The Revised Payment Services Directive or PSD2 is amongst the most progressive legislations aimed at revolutionizing the payments and the banking industry. The directive strongly focuses on emphasizing payment security, innovation, and market competition. It also aims to introduce new financial services and market players in the sector.

To explain what PSD2 is – the directive requires banks to share access to data with other qualified payment service providers (PSPs) through APIs to manage account data and initiate payments on behalf of users. This means that customers can use third-party services to manage their bank accounts and online payments.

For banks, the directive poses substantial economic challenges. Operational cost is expected to rise due to new security regulations and the opening of APIs. Also, as new players (AISPs and PISPs) take over the market, banks may find it difficult to differentiate themselves when offering financial services.

That said, established banks and financial institutions are increasingly at risk of losing the market share to Fintech firms.
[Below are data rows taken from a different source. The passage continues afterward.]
Issue #1218, opened 2017-05-12
Consider making Auth handlers public


HaoK:
They are internal today (prior to 2.0 they weren't really easy to extend/reuse).  There's no reason they can't be public today.  Before events used to be the sole extensibility points, but handlers should now be able to be extended/replaced.

Eilon:
Let's wait until 2.1 so that we can come up with the right API surface for these.

brockallen:
@HaoK I don't recall if overriding the handler is how you suggested IdentityServer can inject the claims it needs to or not... but if it is, then delaying this to 2.1 causes an issue for us with IdentityServer.

HaoK:
Can you point me to the relevant thread for that if we had one?

brockallen:
Yea... might have been email... @leastprivilege might have an easier time of finding it. We'll look and get back. Thx.

HaoK:
Sounds like you should be good, decorating the default AuthenticationService implementation to validate/add your own claims for every call to SignIn.  That's not affected this issue of not exposing our OAuth handler implementations right now.

brockallen:
okies, thx

Eilon:
Closing because we have no plans to do this. Many extensibility points are available via existing events.

PR #1430, opened 2017-09-14
Make all handlers public

HaoK:
Easy half of https://github.com/aspnet/Security/issues/1218

Most are public already, so should be harmless being consistent with these.

Extensibility, aka 

`MyGoogle<MyGoogleOptions> : GoogleHandler` is something we can look at later

@Tratcher

### DIFF
--- a/src/Microsoft.AspNetCore.Authentication.Facebook/FacebookHandler.cs
+++ b/src/Microsoft.AspNetCore.Authentication.Facebook/FacebookHandler.cs
@@ -16,7 +16,7 @@ using Newtonsoft.Json.Linq;
 
 namespace Microsoft.AspNetCore.Authentication.Facebook
 {
-    internal class FacebookHandler : OAuthHandler<FacebookOptions>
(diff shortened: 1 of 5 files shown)


Tratcher:
What's the other half?

We should go over the methods and see which ones may need to be overridden as well. I see several private methods in cookie auth that would be useful. Not to mention adding a sample where we derive from some handlers and see if we can make meaningful changes. No point in making them derivable if you can't actually do anything with them.

Tratcher:
e.g.
Facebook GenerateAppSecretProof
Google AddQueryString
JwtBearer CreateErrorDescription
OIDC _configuration, SaveTokens, Read/WriteNonceCookie, GetPropertiesFromState, ValidateToken
Twitter ObtainRequestTokenAsync, OptainAccessTokenAsync, RetrieveUserDetailsAsync

etc...

HaoK:
Yes the other half is most likely making all of the private methods protected virtual, and also probably adding `<TOptions> as a base class to all of these so people can extend adding their own options properties similar to the existing base handlers

Issue #43, opened 2014-08-21
Port the WsFederation middleware from Katana


Tratcher:
Depends on System.IdentityModel.Tokens.Jwt and Microsoft.IdentityModel.Protocol.Extensions.

xytyx:
Any news on WsFederation in ASP.NET 5 ?

blowdart:
The dependency still stands and that work has not yet been completed by the team that owns the IdentityModel pieces.

brockallen:
Any plans to add signoutcleanup support? That was missing in Katata v3's implementation. It's nice to have single sign-on, but single sign-out is also nice :)

brentschmaltz:
signoutcleanup is on the map.

WsFed in on the map also, no time frame yet.

guigobavaresco:
Hi, 
how about it, now?

blowdart:
We're still awaiting support from the WAAD team, they're the ones driving it.

brentschmaltz:
Yep, it is on our plates and radar. No promises till we drop OIDC.

lomithrani:
Is there any alternative to authentify using wsfederation or salm2 meanwhile ?

aredfox:
Is there any news on the feature / roadmap for this feature, as this is now holding back starting new applications in ASPNET5 for our organisation.

marc-mueller:
Is there any update so far? Not being able to support SAML within our ASP.NET 5 application is currently a showstopper for our project since we have some dependencies with existing systems.

Tratcher:
This is not happening for v1.0. We'll follow up afterwards.

marc-mueller:
So this means that the development has not started yet? Is there any estimation about the release?

Tratcher:
Correct. No, we haven't scheduled any of the post-v1 work yet.

rschiefer:
We use ADFS extensively for 20 or so internal web applications.  This would be a major blocker for us to migrate to ASP.NET Core.

Can someone post a link to the related dependencies so we can go show support for that work as well?

helmsb:
We've used ADFS as the core of our authentication for our internal application framework which is used throughout our organization. This is a huge blocker for us going to .NET Core.

Tratcher:
@blowdart @brentschmaltz is it this one? https://github.com/dotnet/corefx/issues/4278

MaximRouiller:
Just bouncing this again. I'm still seeing people trying the Katana bits with .NET Core. 

[...]

PR #1441, opened 2017-09-19
WsFederation review

Tratcher:
This PR is for review purposes only, we still need to work out the final branching structure.

This is a port of Microsoft.Owin.Security.WsFederation. It targets Core 2.0 dependencies so that we can release it sooner than 2.1. As such some of the project files are unusual. We're also using the IdentityModel 5.2.0-preview1 dependencies from nuget.org. The version for this package will start as 2.0.0-alpha1.

The behavior is approximately the same as the Katana version, with minor updates to mirror those we made to OIDC when it was ported over.  Changes:
- User state in the wctx is nested rather than appended to.
- CallbackPath is required and defaults to "/signin-wsfed". However it can be set to "/" along with `options.SkipUnrecognizedRequests = true;` to get some of the stranger legacy behavior apps have asked for in the past. OIDC uses the same mechanic.
- Better resolving of relative to absolute redirect urls.


Tratcher:
@brentschmaltz @leastprivilege @brockallen

Tratcher:
#43

Tratcher:
We have a build plan, @JunTaoLuo will be in charge of that. We'll start as soon as we get code sign-off from @HaoK.

samples/WsFedSample/Startup.cs
```diff
@@ -0,0 +1,169 @@
...
+
+        public IConfiguration Configuration { get; }
+
+        // This method gets called by the runtime. Use this method to add services to the container.
+        public void ConfigureServices(IServiceCollection services)
+        {
+            services.AddAuthentication(sharedOptions =>
+            {
+                sharedOptions.DefaultScheme = CookieAuthenticationDefaults.AuthenticationScheme;
+                sharedOptions.DefaultSignInScheme = CookieAuthenticationDefaults.AuthenticationScheme;
```
HaoK: Nit: doesn't DefaultSignInScheme fallback to DefaultScheme?

samples/WsFedSample/Startup.cs
```diff
@@ -0,0 +1,169 @@
...
+                    {
+                        await res.WriteAsync($"<h1>You have been signed out.</h1>");
+                        await res.WriteAsync("<a class=\"btn btn-link\" href=\"/\">Sign In</a>");
+                    });
+                    return;
+                }
+
+                if (context.Request.Path.Equals("/signout"))
+                {
+                    await context.SignOutAsync(CookieAuthenticationDefaults.AuthenticationScheme);
```
HaoK: Should this just use the empty overload since you are setting the defaults?

samples/WsFedSample/Startup.cs
Tratcher: Not correctly in the 2.0.0 branch we're targeting. That was just fixed in 2.1 and 2.0.x.

samples/WsFedSample/Startup.cs
Tratcher: We could. This just mirrors the template code.

samples/WsFedSample/Startup.cs
```diff
@@ -0,0 +1,169 @@
...
+                    await context.SignOutAsync(WsFederationDefaults.AuthenticationScheme, new AuthenticationProperties()
+                    {
+                        RedirectUri = "/signedout"
+                    });
+                    return;
+                }
+
+                if (context.Request.Path.Equals("/Account/AccessDenied"))
+                {
+                    await context.SignOutAsync(CookieAuthenticationDefaults.AuthenticationScheme);
```
HaoK: Why does AccessDenied sign out?

src/Microsoft.AspNetCore.Authentication.WsFederation/Events/AuthenticationFailedContext.cs
```diff
@@ -0,0 +1,35 @@
...
+using System;
+using Microsoft.AspNetCore.Http;
+using Microsoft.IdentityModel.Protocols.WsFederation;
+
+namespace Microsoft.AspNetCore.Authentication.WsFederation
+{
+    /// <summary>
+    /// The context object used in for <see cref="WsFederationEvents.AuthenticationFailed"/>.
+    /// </summary>
+    public class AuthenticationFailedContext : RemoteAuthenticationContext<WsFederationOptions>
```
HaoK: Nit: should this have a more specific name, i.e. WsFedFailedContext?

src/Microsoft.AspNetCore.Authentication.WsFederation/WsFederationHandler.cs
```diff
@@ -0,0 +1,347 @@
...
+                    return HandleRequestResult.SkipHandler();
+                }
+
+                return HandleRequestResult.Fail("No message.");
+            }
+            
+            try
+            {
+                // Retrieve our cached redirect uri
+                string state = wsFederationMessage.Wctx;
```
HaoK: Nit: var?

src/Microsoft.AspNetCore.Authentication.WsFederation/WsFederationHandler.cs
```diff
@@ -0,0 +1,347 @@
...
+                var properties = Options.StateDataFormat.Unprotect(state);
+
+                if (properties == null)
+                {
+                    properties = new AuthenticationProperties();
+                }
+                else
+                {
+                    // Extract the user state from properties and reset.
+                    properties.Items.TryGetValue(WsFederationDefaults.UserstatePropertiesKey, out var userState);
```
HaoK: Should this do something if TryGetvalue fails?  Or is that ok to just ignore?

src/Microsoft.AspNetCore.Authentication.WsFederation/WsFederationHandler.cs
```diff
@@ -0,0 +1,347 @@
...
+                await Options.Events.MessageReceived(messageReceivedContext);
+                if (messageReceivedContext.Result != null)
+                {
+                    return messageReceivedContext.Result;
+                }
+
+                if (wsFederationMessage.Wresult == null)
+                {
+                    Logger.LogWarning("Received a sign-in message without a WResult.");
+                    return (HandleRequestResult)HandleRequestResult.NoResult();
```
HaoK: Do we need the cast?

src/Microsoft.AspNetCore.Authentication.WsFederation/WsFederationHandler.cs
```diff
@@ -0,0 +1,347 @@
...
+                }
+
+                if (_configuration == null)
+                {
+                    _configuration = await Options.ConfigurationManager.GetConfigurationAsync(Context.RequestAborted);
+                }
+
+                // Copy and augment to avoid cross request race conditions for updated configurations.
+                var tvp = Options.TokenValidationParameters.Clone();
+                IEnumerable<string> issuers = new[] { _configuration.Issuer };
```
HaoK: nit: var?

src/Microsoft.AspNetCore.Authentication.WsFederation/WsFederationHandler.cs
```diff
@@ -0,0 +1,347 @@
...
+                SecurityToken parsedToken = null;
+                foreach (var validator in Options.SecurityTokenHandlers)
+                {
+                    if (validator.CanReadToken(token))
+                    {
+                        principal = validator.ValidateToken(token, tvp, out parsedToken);
+                        break;
+                    }
+                }
+
```
HaoK: Is the validator contract that if principal != null, parsedToken will be non null?  Should this check parsedToken as well?

src/Microsoft.AspNetCore.Authentication.WsFederation/Events/AuthenticationFailedContext.cs
Tratcher: *shrug* I don't see why it needs one. This type will rarely be referenced by name, and if you really need to and have a conflict you can do WsFederation.AuthenticationFailedContext.

src/Microsoft.AspNetCore.Authentication.WsFederation/WsFederationHandler.cs
Tratcher: No, it's optional.

src/Microsoft.AspNetCore.Authentication.WsFederation/WsFederationHandler.cs
Tratcher: Yes, NoResult returns the base type AuthenticateResult.

src/Microsoft.AspNetCore.Authentication.WsFederation/WsFederationOptions.cs
```diff
@@ -0,0 +1,170 @@
...
+        public new WsFederationEvents Events
+        {
+            get => (WsFederationEvents)base.Events;
+            set => base.Events = value;
+        }
+
+        /// <summary>
+        /// Gets or sets the collection of <see cref="ISecurityTokenValidator"/> used to read and validate the <see cref="SecurityToken"/>s.
+        /// </summary>
+        [SuppressMessage("Microsoft.Usage", "CA2208:InstantiateArgumentExceptionsCorrectly", Justification = "By design")]
```
HaoK: Can we remove this supression and just throw the argument exception with parameter name correctly?

src/Microsoft.AspNetCore.Authentication.WsFederation/WsFederationHandler.cs
Tratcher: Yes, ValidateToken always returns both a ClaimsPrincipal and a parsedToken.

src/Microsoft.AspNetCore.Authentication.WsFederation/WsFederationOptions.cs
```diff
@@ -0,0 +1,170 @@
...
+            set
+            {
+                _securityTokenHandlers = value ?? throw new ArgumentNullException("SecurityTokenHandlers");
+            }
+        }
+
+        /// <summary>
+        /// Gets or sets the AuthenticationType used when creating the <see cref="System.Security.Claims.ClaimsIdentity"/>.
+        /// </summary>
+        public string SignInAsAuthenticationType
```
HaoK: Nit: SignInAuthenticationType?  Does the As add anything?  This is what we use along with SignInScheme right?

src/Microsoft.AspNetCore.Authentication.WsFederation/WsFederationOptions.cs
```diff
@@ -0,0 +1,170 @@
...
+        /// <summary>
+        /// Gets or sets the type used to secure data handled by the middleware.
+        /// </summary>
+        public ISecureDataFormat<AuthenticationProperties> StateDataFormat { get; set; }
+
+        /// <summary>
+        /// Gets or sets the <see cref="TokenValidationParameters"/>
+        /// </summary>
+        /// <exception cref="ArgumentNullException"> if 'TokenValidationParameters' is null.</exception>
+        [SuppressMessage("Microsoft.Usage", "CA2208:InstantiateArgumentExceptionsCorrectly", Justification = "Name of the property.")]
```
HaoK: Remove? use nameof for exceptions everywhere as well instead of constants.

src/Microsoft.AspNetCore.Authentication.WsFederation/WsFederationOptions.cs
Tratcher: Obsolete, removed.

test/Microsoft.AspNetCore.Authentication.WsFederation.Test/CustomStateDataFormat.cs
```diff
@@ -0,0 +1,56 @@
...
+{
+    public class CustomStateDataFormat : ISecureDataFormat<AuthenticationProperties>
+    {
+        private string lastSavedAuthenticationProperties;
+        private DataContractSerializer serializer = new DataContractSerializer(typeof(AuthenticationProperties));
+
+        public string Protect(AuthenticationProperties data)
+        {
+            lastSavedAuthenticationProperties = Serialize(data);
+            return "ValidStateData";
```
HaoK: Nit: use a const?

test/Microsoft.AspNetCore.Authentication.WsFederation.Test/WsFederationTest.cs
```diff
@@ -0,0 +1,293 @@
...
+        [Fact]
+        public async Task InvalidTokenIsRejected()
+        {
+            var builder = new WebHostBuilder()
+                .ConfigureServices(ConfigureAppServices)
+                .Configure(ConfigureApp);
+            var server = new TestServer(builder);
+
+            var httpClient = server.CreateClient();
+
```
HaoK: Can we move all the builder/server/client creation into a `CreateClient()`, the tests all seem to only use httpClient right?

test/Microsoft.AspNetCore.Authentication.WsFederation.Test/WsFederationTest.cs
```diff
@@ -0,0 +1,293 @@
...
+            // Did the request end in the actual resource requested for
+            Assert.Equal("AuthenticationFailed", await response.Content.ReadAsStringAsync());
+        }
+
+        private void ConfigureAppServices(IServiceCollection services)
+        {
+            services.AddAuthentication(sharedOptions =>
+            {
+                sharedOptions.DefaultScheme = CookieAuthenticationDefaults.AuthenticationScheme;
+                sharedOptions.DefaultSignInScheme = CookieAuthenticationDefaults.AuthenticationScheme;
```
HaoK: Don't need this if its the same as the DefaultScheme?

Tratcher: We do today due to the 2.0.x patch bug.

src/Microsoft.AspNetCore.Authentication.WsFederation/WsFederationHandler.cs
HaoK: Still might be safer to just check principal != null && parsedToken != null

samples/WsFedSample/Startup.cs
HaoK: Ugh, yeah that's too bad

src/Microsoft.AspNetCore.Authentication.WsFederation/WsFederationHandler.cs
Tratcher: We only reference the token for the expiration values, so I'll check there.

src/Microsoft.AspNetCore.Authentication.WsFederation/WsFederationHandler.cs
PinpointTownes: Why using `NoResult` here? A WS-Fed sign-in response without a `wresult` parameter is illegal so this should return an errored result.

src/Microsoft.AspNetCore.Authentication.WsFederation/WsFederationHandler.cs
```diff
@@ -0,0 +1,347 @@
...
+                {
+                    Logger.LogWarning("Received a sign-in message without a WResult.");
+                    return (HandleRequestResult)HandleRequestResult.NoResult();
+                }
+
+                var token = wsFederationMessage.GetToken();
+                if (string.IsNullOrEmpty(token))
+                {
+                    Logger.LogWarning("Received a sign-in message without a token.");
+                    return (HandleRequestResult)HandleRequestResult.NoResult();
```
PinpointTownes: Same remark. Plus it's inconsistent with the OIDC handler.

PinpointTownes:
@Tratcher it's 2017 and CSRF/session fixation attacks are no longer cool so please consider adding built-in antiforgery support like what we have in the OIDC handler. To support unsolicited assertions, an opt-in option `AcceptUnsolicitedAssertions` could be be added.

Tratcher:
The anti-xsrf with an opt-out is an interesting suggestion. I'll open a new issue for that.

src/Microsoft.AspNetCore.Authentication.WsFederation/WsFederationHandler.cs
Tratcher: I don't see a direct equivalent in OIDC, it detects correct messages by looking for State and CorrelationId, both of which are optional for WsFed. That said, we should probably be using the SkipUnrecognizedRequests pattern here.

PinpointTownes: > That said, we should probably be using the SkipUnrecognizedRequests pattern here.

It's something you're already doing at line 129 by making an `IsSignInMessage` check, which ensures that a `wa` parameter is present and corresponds to a sign-in operation. Once this check is made, you can consider the request as a valid WS-Fed message. Every missing parameter that is marked as required by the spec should result in an error.

Tratcher: Fair.

samples/WsFedSample/WsFedSample.csproj
```diff
@@ -0,0 +1,27 @@
...
+  <PropertyGroup>
+    <TargetFrameworks>net461;netcoreapp2.0</TargetFrameworks>
+  </PropertyGroup>
+
+  <ItemGroup>
+    <ProjectReference Include="..\..\src\Microsoft.AspNetCore.Authentication.WsFederation\Microsoft.AspNetCore.Authentication.WsFederation.csproj" />
+  </ItemGroup>
+
+  <ItemGroup>
+    <PackageReference Include="Microsoft.AspNetCore.Authentication.Cookies" Version="2.0.0" />
```
natemcmaster: This is going to cause issues. You should always use a ProjectReference to anything that is built from the same repo.

cc @JunTaoLuo

JunTaoLuo: Ah I see why this fails universe. We will build this for this release without using Universe. I'll build locally instead. The reason we wanted to take this approach is because we wanted to use the release 2.0.0 packages as dependencies.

The biggest question here for banks is how they can compete with Fintechs to sustain in the market?

Customer preferences

Consumers have already been accustomed to relying on non-banks for day-to-day payments. Services like Paypal have already existed for years in the market and has gained significant trust. Tech giants like Apple and Facebook are also trying to reap benefits from the vast market with innovative services.

With customers becoming more technology-friendly, banks need to follow the trend too. They must offer financial services that are faster, more personalized, and easily accessible.

By this, they can differentiate themselves from the competition and generate real value. Some banks have already begun to adopt the open banking approach to supplement better and more convenient financial services.

Raising the security levels

PSD2 focuses on enhancing security measures when it comes to sharing account details and making payments. With a new authentication system called SCA or Strong Customer Authentication, the directive aims to reduce the chances of frauds and make online payments more secure. According to SCA, every transaction will be authenticated by at least two of the three possible methods:

  1. Knowledge: something only the user knows, such as a PIN or a password.
  2. Possession: something only the user possesses, such as a token or a card.
  3. Inherence: something the user is, such as a fingerprint or an iris scan.

With the strong position that banks hold in consumer trust, they still have better prospects in terms of payment authentication. Banks must adopt new security methods to stay competitive in the market.

Conclusion

Most banks are actually in a wait-and-see mode. However, to stay up and running in this financial market, banks need to adapt, innovate, and seek out solutions that offer customers with value-added services. This might also include collaborating with Fintech firms (becoming AISP or PISP) and build strategies to leverage open banking.

We predict that banks need to focus on customer engagement and adopt newer revenue models to sustain for a longer run. Furthermore, collaboration with technology companies will be the key to remain competitive in the market.